== What is being asked ==
This exercise calls for every line of the data below with the string "Exception" in it.
BEGIN The data
PR #48, opened 2025-02-28
Happy path fix

peadaroh:


src/humanloop/eval_utils/run.py
```diff
@@ -186,13 +199,19 @@ def _overload_log(
         try:
             response = self._log(**kwargs)
         except Exception as e:
-            logger.error(f"Failed to log: {e}")
+            error_message = str(e).replace("\n", " ")
+            if len(error_message) > 100:
```
peadaroh: This seems hacky, is it really needed?

src/humanloop/eval_utils/run.py
```diff
@@ -186,13 +199,19 @@ def _overload_log(
...
+                sys.stderr.write(f"{RED}Failed to log: {error_message[:100]}...{RESET}\n")
+            else:
+                sys.stderr.write(f"{RED}Failed to log: {error_message}{RESET}\n")
             raise e
 
         # Notify the run_eval utility about one Log being created
         if log_belongs_to_evaluated_file(log_args=kwargs):
             evaluation_context = get_evaluation_context()
+            evaluation_context.logged = True
```
peadaroh, line 213: is this for the specific datapoint and evaluation run?

src/humanloop/eval_utils/run.py
```diff
@@ -247,26 +266,40 @@ def run_eval(
...
     # Generate locally if a file `callable` is provided
     if function_ is None:
         # TODO: trigger run when updated API is available
-        logger.info(f"{CYAN}\nRunning '{hl_file.name}' over the Dataset '{hl_dataset.name}'{RESET}")
+        sys.stdout.write(f"{CYAN}\nRunning '{hl_file.name}' over the Dataset '{hl_dataset.name}'{RESET}\n")
     else:
         # Running the evaluation locally
-        logger.info(
-            f"{CYAN}\nRunning '{hl_file.name}' over the Dataset '{hl_dataset.name}' using {workers} workers{RESET} "
+        sys.stdout.write(
```
peadaroh, line 300: why sys vs logger?

src/humanloop/eval_utils/run.py
```diff
@@ -318,31 +356,46 @@ def upload_callback(log_id: str):
                     start_time=start_time,
                     end_time=datetime.now(),
                 )
-                logger.warning(
-                    msg=f"\nYour {hl_file.type}'s `callable` failed for Datapoint: {dp.id}. \n Error: {str(e)}"
-                )
+                error_message = str(e).replace("\n", " ")
```
peadaroh, line 364: this logic was repeated above, why is it needed?

src/humanloop/eval_utils/run.py
```diff
@@ -318,31 +356,46 @@ def upload_callback(log_id: str):
...
+                    sys.stderr.write(
+                        f"\n{RED}Your {hl_file.type}'s `callable` failed for Datapoint: {dp.id}. Error: {error_message[:100]}...{RESET}\n"
+                    )
+                else:
+                    sys.stderr.write(
+                        f"\n{RED}Your {hl_file.type}'s `callable` failed for Datapoint: {dp.id}. Error: {error_message}{RESET}\n"
+                    )
 
         with ThreadPoolExecutor(max_workers=workers) as executor:
+            futures = []
```
peadaroh: could you explain the move to futures?

src/humanloop/eval_utils/run.py
```diff
@@ -360,6 +413,9 @@ def __init__(self, total: int):
     def increment(self):
         """Increment the progress bar by one finished task."""
         with self._lock:
+            # NOTE: There is a deadlock here that needs further investigation
```
peadaroh: what does this deadlock cause? how important is it to resolve?

src/humanloop/eval_utils/run.py
```diff
@@ -407,15 +460,23 @@ def _wait_for_evaluation_to_complete(
 ):
     # Wait for the Evaluation to complete then print the results
     complete = False
+
+    wrote_explainer = False
```
peadaroh: Weirdly named variable, i have no idea what this could be for fromthe name

src/humanloop/eval_utils/run.py
```diff
@@ -846,45 +910,67 @@ def _run_local_evaluators(
...
-                judgement = eval_function(log_dict)
-
-            _ = client.evaluators.log(
-                version_id=local_evaluator.version_id,
-                parent_id=log_id,
-                judgment=judgement,
-                id=local_evaluator.id,
-                start_time=start_time,
-                end_time=datetime.now(),
+                log_dict = log
```
peadaroh, line 923: in general assignment like this may cause issues

src/humanloop/eval_utils/run.py
```diff
@@ -846,45 +910,67 @@ def _run_local_evaluators(
...
+            except Exception as e:
+                _ = client.evaluators.log(
+                    parent_id=log_id,
+                    id=local_evaluator.id,
+                    error=str(e),
+                    start_time=start_time,
+                    end_time=datetime.now(),
+                )
+                error_message = str(e).replace("\n", " ")
+                if len(error_message) > 100:
```
peadaroh: this logic is repeated twice above, why is it needed?

src/humanloop/flows/client.py
```diff
@@ -279,6 +282,118 @@ def log(
             raise ApiError(status_code=_response.status_code, body=_response.text)
         raise ApiError(status_code=_response.status_code, body=_response_json)
 
+    def update_log(
```
peadaroh: Was surprised by this change in the diff.

Was this just added?

src/humanloop/otel/exporter.py
```diff
@@ -116,13 +116,13 @@ def export(self, spans: Sequence[ReadableSpan]) -> SpanExportResult:
     def shutdown(self) -> None:
         self._shutdown = True
         for thread in self._threads:
-            thread.join()
+            thread.join(timeout=5000 / 1000)
```
peadaroh: 5000/1000 - this is weird

src/humanloop/eval_utils/run.py
andreibratu: Yes - every datapoint is ran in isolation from other threads, so only one log statement is accepted per evaluated file - run - datapoint

src/humanloop/eval_utils/run.py
andreibratu: logger doesn't interact with ANSI codes such as color, move cursor out of the box - will look into whether the logger can accept those

src/humanloop/eval_utils/run.py
andreibratu: was investigating some hanging threads - reverting the change

src/humanloop/eval_utils/run.py
andreibratu: can no longer reproduce it now - will remove the comment

src/humanloop/eval_utils/run.py
andreibratu: ack

src/humanloop/otel/exporter.py
andreibratu: ack

src/humanloop/flows/client.py
jamesbaskerville: This was a separate change from reordering the update_log path to be under/right after creating a flow log. Just part of fern autogenerating SDK; quick win came from talking w Jordan and Robin about agents DX last week.

andreibratu: not sure - reverted the file to the version on main branch, works as expected - branch likely started before updating some docstrings on response models last week

src/humanloop/otel/processor/prompts.py
```diff
@@ -1,4 +1,4 @@
-import deepdiff
+import deepdiff  # type: ignore [import]
```
jamesbaskerville, line 1: is this necessary? or did we lose types from the version downgrade?

src/humanloop/eval_utils/run.py
andreibratu: fern side issue: LogResponse is polymorphic on the backend, so it's likely not parsing the json into a pedantic object

src/humanloop/eval_utils/run.py
andreibratu: Noticed 502s tend to return a full HTML, polluting the screen - so I've condensed the error by removing the newlines and trimmed the length

src/humanloop/utilities/flow.py
```diff
@@ -57,10 +57,7 @@ def wrapper(*args: Sequence[Any], **kwargs: Mapping[str, Any]) -> Any:
                 except Exception as e:
                     logger.error(f"Error calling {func.__name__}: {e}")
                     output = None
-                    output_stringified = jsonify_if_not_string(
-                        func=func,
-                        output=None,
-                    )
+                    output_stringified = None
```
jamesbaskerville, line 60: is this change ok?  what's the purpose?

jamesbaskerville (approved):
generally lgtm

src/humanloop/utilities/flow.py
andreibratu: yes - output should be none when error is thrown, otherwise the backend complains we provided two output properties on a flow log (this constraint was relaxed in the /otel PR that's not merged yet)

EDIT: seems the reverse did not solve the error, I likely pushed the import deepdiff line without checking the lining previously

src/humanloop/otel/processor/prompts.py
andreibratu: good point - the downgrade is not required. reverted deepdiff to higher version, removing the need for the ignore

PR #51, opened 2025-03-07
Add sleep to OTEL exporters

jamesbaskerville:
Infinite polling the export queue without a sleep was causing threads to take up a full core of CPU. Simple sleep fixes that.

### DIFF
--- a/src/humanloop/otel/exporter/__init__.py
+++ b/src/humanloop/otel/exporter/__init__.py
@@ -1,5 +1,6 @@
 import logging
 
+import time
 import typing
 from queue import Empty as EmptyQueue
 from queue import Queue
@@ -129,7 +130,8 @@ class HumanloopSpanExporter(SpanExporter):
                 # Don't block or the thread will never be notified of the shutdown
                 thread_args = self._upload_queue.get(block=False)  # type: ignore
             except EmptyQueue:
-                # Wait for the another span to arrive
+                # Wait for another span to arrive
+                time.sleep(0.1)
                 continue
 
             span_to_export, eval_context_callback = thread_args


src/humanloop/otel/exporter.py
```diff
@@ -153,6 +154,7 @@ def _do_work(self):
                 )  # type: ignore
             except EmptyQueue:
                 # Wait for the another span to arrive
```
peadaroh: fix typo

src/humanloop/otel/exporter.py
```diff
@@ -153,6 +154,7 @@ def _do_work(self):
...
+                time.sleep(0.1)
```
peadaroh: worth making it slightly longer? don't totally understand in what context this code is being used

jamesbaskerville: Yeah it's fine to make it longer, too. There's a task in the queue whenever a span should be exported which approximately means every generation/evaluation/call. In an evaluations.run setting with up to 20 workers that could happen quite a few times a second, but would probably be spiky given they're usually dependent on provider calls.

(exporter has 4 workers by default I think)

andreibratu:
Can you merge in the release branch?

src/humanloop/otel/exporter.py
harry-humanloop: claude seems to give a range of 100-500ms as suitable generally when there's no need for realtime 
	•	Real-time systems: 10-50ms
	•	Interactive applications: 50-100ms
	•	Background processing: 100-500ms
	•	Batch processing: 500ms+

jamesbaskerville: mmk, leaving as is sounds reasonable in that case

PR #52, opened 2025-03-19
Clio support async functions

andreibratu:
* Allows decorators to wrap async functions - copy pasted the decorator wrapper; large portion of changes stem from here, will revisit in the future
* Relax OTEL dependency restrictions to make it compatible with PyAI
* Use singleton pattern for decorators' OTEL tracer init
* Beneficiaries: Clio (can use latest SDK version + decorate async functions), Tofu (? singleton + up to date libraries might fix their hanging client init, will reach back to them)


andreibratu:
Stale - adressed in release 0.8.40b6.

PR #61, opened 2025-05-01
p_sync Milestone 1 (Pull operation + CLI + call and load overloads)

AlePouroullis:
- Create sync client with support for pulling files from the remote humanloop to local workspace). Includes filters for environment and path (where path can specify specific file or directory)
- Create CLI with `pull` + `history` (shows last <=5 sync operations with some metadata) commands. Uses the [click](https://click.palletsprojects.com/en/stable/) library
- Overload `.call()` and `.log()` functions to use serialized contents of `.prompt`/`.agent` local files when `use_local_files` is set to `true` when initializing the humanloop client.
- Address edge cases like specifying path + environment or path + version_id: warn the user that it bypasses the local file and uses the file from remote instead.
- Cache files in memory after loading from disk using LRU cache
- Integration tests for pulling and overloading (though needs a fair bit more work)


jamesbaskerville:
think this needs a merge with master -- agents has gone in

pyproject.toml
```diff
@@ -1,13 +1,18 @@
 [project]
 name = "humanloop"
+description = "The Humanloop Python Library"
+authors = []
+keywords = ["ai", "machine-learning", "llm", "sdk", "humanloop"]
```
harry-humanloop: don't think machine-learning is appropriate. where is this shown?

AlePouroullis: These keywords aren't shown, only used for indexing and increasing discoverability. 
https://packaging.python.org/en/latest/guides/writing-pyproject-toml/#keywords
But perhaps machine learning would not be a good idea. Can just remove this altogether. The main thing was adding the description so it doesn't just say None below the package name
Screenshot 2025-05-02 at 10 51 46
END The data
== Response for this exercise ==
         except Exception as e:
+            except Exception as e:
                 except Exception as e:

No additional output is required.